┌────────
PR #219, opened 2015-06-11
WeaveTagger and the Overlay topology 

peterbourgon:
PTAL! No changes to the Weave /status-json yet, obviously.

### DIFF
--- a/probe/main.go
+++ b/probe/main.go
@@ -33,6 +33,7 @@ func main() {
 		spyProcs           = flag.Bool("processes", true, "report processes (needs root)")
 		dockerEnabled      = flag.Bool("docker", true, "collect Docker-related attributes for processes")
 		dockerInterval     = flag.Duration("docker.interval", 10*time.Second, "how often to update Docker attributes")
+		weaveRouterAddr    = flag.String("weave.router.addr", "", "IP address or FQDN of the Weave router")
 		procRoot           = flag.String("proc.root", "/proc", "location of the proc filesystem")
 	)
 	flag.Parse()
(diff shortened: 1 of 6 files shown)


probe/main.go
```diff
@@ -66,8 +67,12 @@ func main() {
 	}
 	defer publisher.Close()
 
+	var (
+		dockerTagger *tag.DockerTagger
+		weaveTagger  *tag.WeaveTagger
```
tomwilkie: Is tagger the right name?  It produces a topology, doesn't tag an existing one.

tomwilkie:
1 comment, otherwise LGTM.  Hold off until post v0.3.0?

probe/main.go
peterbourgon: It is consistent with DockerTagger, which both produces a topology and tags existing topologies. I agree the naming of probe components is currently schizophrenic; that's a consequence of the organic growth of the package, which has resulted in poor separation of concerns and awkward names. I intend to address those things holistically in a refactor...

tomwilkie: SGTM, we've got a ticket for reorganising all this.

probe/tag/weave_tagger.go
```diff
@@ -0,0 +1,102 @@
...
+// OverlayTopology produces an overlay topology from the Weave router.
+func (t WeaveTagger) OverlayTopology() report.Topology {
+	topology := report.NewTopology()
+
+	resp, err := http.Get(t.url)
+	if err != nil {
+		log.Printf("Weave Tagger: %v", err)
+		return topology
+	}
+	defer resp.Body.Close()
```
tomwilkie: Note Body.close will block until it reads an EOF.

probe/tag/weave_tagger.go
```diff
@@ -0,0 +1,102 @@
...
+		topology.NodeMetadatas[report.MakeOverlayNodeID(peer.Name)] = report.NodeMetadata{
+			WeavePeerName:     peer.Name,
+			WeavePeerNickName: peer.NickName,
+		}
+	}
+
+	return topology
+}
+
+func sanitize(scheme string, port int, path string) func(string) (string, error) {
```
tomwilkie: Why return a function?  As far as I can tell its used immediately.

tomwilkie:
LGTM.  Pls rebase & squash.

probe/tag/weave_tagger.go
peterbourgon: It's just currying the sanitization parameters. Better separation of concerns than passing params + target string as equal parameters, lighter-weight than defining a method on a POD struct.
└────────
┌────────
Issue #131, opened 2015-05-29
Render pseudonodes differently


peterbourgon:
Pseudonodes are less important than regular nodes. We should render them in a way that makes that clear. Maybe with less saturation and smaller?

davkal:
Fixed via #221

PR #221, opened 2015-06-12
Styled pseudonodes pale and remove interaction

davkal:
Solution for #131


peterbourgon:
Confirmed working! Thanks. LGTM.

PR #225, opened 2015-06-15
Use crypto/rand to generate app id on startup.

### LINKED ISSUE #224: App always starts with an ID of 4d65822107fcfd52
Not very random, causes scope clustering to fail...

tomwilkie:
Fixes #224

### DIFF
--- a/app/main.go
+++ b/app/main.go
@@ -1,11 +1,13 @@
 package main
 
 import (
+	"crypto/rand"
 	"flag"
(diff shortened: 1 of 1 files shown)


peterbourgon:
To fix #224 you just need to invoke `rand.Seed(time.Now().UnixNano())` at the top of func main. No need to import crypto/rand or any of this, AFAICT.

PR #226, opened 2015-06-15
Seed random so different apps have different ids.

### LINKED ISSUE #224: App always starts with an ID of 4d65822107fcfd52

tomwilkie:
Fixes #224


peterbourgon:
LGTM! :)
└────────
● **About this task**
Nothing should appear in the answer except the lines above from the line with "PR #219, opened 2015-06-11" through the line with "peterbourgon: It is", both included, written out exactly.

● **Final answer**
PR #219, opened 2015-06-11
WeaveTagger and the Overlay topology 

peterbourgon:
PTAL! No changes to the Weave /status-json yet, obviously.

### DIFF
--- a/probe/main.go
+++ b/probe/main.go
@@ -33,6 +33,7 @@ func main() {
 		spyProcs           = flag.Bool("processes", true, "report processes (needs root)")
 		dockerEnabled      = flag.Bool("docker", true, "collect Docker-related attributes for processes")
 		dockerInterval     = flag.Duration("docker.interval", 10*time.Second, "how often to update Docker attributes")
+		weaveRouterAddr    = flag.String("weave.router.addr", "", "IP address or FQDN of the Weave router")
 		procRoot           = flag.String("proc.root", "/proc", "location of the proc filesystem")
 	)
 	flag.Parse()
(diff shortened: 1 of 6 files shown)


probe/main.go
```diff
@@ -66,8 +67,12 @@ func main() {
 	}
 	defer publisher.Close()
 
+	var (
+		dockerTagger *tag.DockerTagger
+		weaveTagger  *tag.WeaveTagger
```
tomwilkie: Is tagger the right name?  It produces a topology, doesn't tag an existing one.

tomwilkie:
1 comment, otherwise LGTM.  Hold off until post v0.3.0?

probe/main.go
peterbourgon: It is consistent with DockerTagger, which both produces a topology and tags existing topologies. I agree the naming of probe components is currently schizophrenic; that's a consequence of the organic growth of the package, which has resulted in poor separation of concerns and awkward names. I intend to address those things holistically in a refactor...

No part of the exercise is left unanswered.